The first important level in DGI data governance framework is the mission to achieve. In any organization there should be a reason as to why the organization started. mission and vision to be achieved in an organization. This level has as well three parts which include rules, services and issues to resolution. The second level is the goals, funding methods, success measures formulated and governance metrics. Making the goals SMART must go hand in hand with good governance. You should ask how the goals would be achieved with the available funding strategies gearing by your efforts (Topi, & Tucker, 2014). Be attentive to vulnerabilities, risks, complexity, manage costs and increase the revenue. The third major DGI data governance framework is the data rules and definitions. Your program for success in any organization should focus on making new rules, find definitions, address the available gaps, prioritize those rules which conflicts and then establish the definitions when there is need.

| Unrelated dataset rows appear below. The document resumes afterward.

PR #1109, opened 2026-04-11
feat: add flow=False support to histogram projections

### LINKED ISSUE #1032: [FEATURE] Add the option to disable flow when using project
When projecting to an axis of a multi-dimensional histogram, the flow bins are always included. 
This may be desired by default but it would be nice to be able to discard the flow bins. 
For example, one might want to make a cut on one axis: 
```python
h_new = h_old[10j:50j, :, :, :]
```
and then check how the other variables look like after the cut:
```python
h_new.project("axis_2")
```
This is going to be the same as `h_old.project("axis_2")` since flow is always included.
What I am suggesting is:
```python
h_new.project("axis_2", flow=False)
```
which would show what happens to `axis_2` after the cut on `axis_0`.

Rishabh-git10:
Closes #1032

Implements `flow=False` for histogram projections. Since the C++ backend doesn't natively support this, it handles the logic on the Python side by using `_core.algorithm.slice_mode.crop` to strip the flow bins from the integrated-out axes prior to calling `.project()`. 

Tests are included to verify the behavior.

### DIFF
--- a/docs/changelog.md
+++ b/docs/changelog.md
@@ -1,5 +1,11 @@
 # Changelog
 
+## WIP
+
+#### Features
+
+- Support `flow=False` in histogram projections by @Rishabh-git10 in [#1109][]
+
 ## Version 1.7
 
 ### Version 1.7.2
@@ -7,7 +13,6 @@
 #### Features
 
 - No storage option/support for serialization, by @henryiii in [#1098][]
-- Support `flow=False` in histogram projections by @Rishabh-git10 in [#1109][]
 
 #### Fixes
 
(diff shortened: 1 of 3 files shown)


docs/changelog.md
```diff
@@ -7,6 +7,7 @@
 #### Features
 
 - No storage option/support for serialization, by @henryiii in [#1098][]
+- Support `flow=False` in histogram projections by @Rishabh-git10 in [#1109][]
```
henryiii: This needs to be moved up to a WIP section, as 1.7.2 shipped before this PR.

Rishabh-git10: Moved it up to the WIP section. Thanks!

Rishabh-git10:
@henryiii friendly ping! Anything else needed for this PR?

henryiii:
I'd like a ND test (like 2D), but not a blocker, thanks!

In conclusion, for an organization to be successful there must be a set goal, rules and strong governance. Any organization need to manage data well, have a set of governance system capable of managing complex activities and be able to achieve goals by use of the DGI data governance framework.

References

Boobier, T. (2016). Analytics for Insurance: The Real Business of Big Data. Hoboken, NJ: John Wiley & Sons.

Topi, H., & Tucker, A. (2014). Computing Handbook, Third Edition: Information Systems and Information Technology. Boca Raton, FL: CRC Press.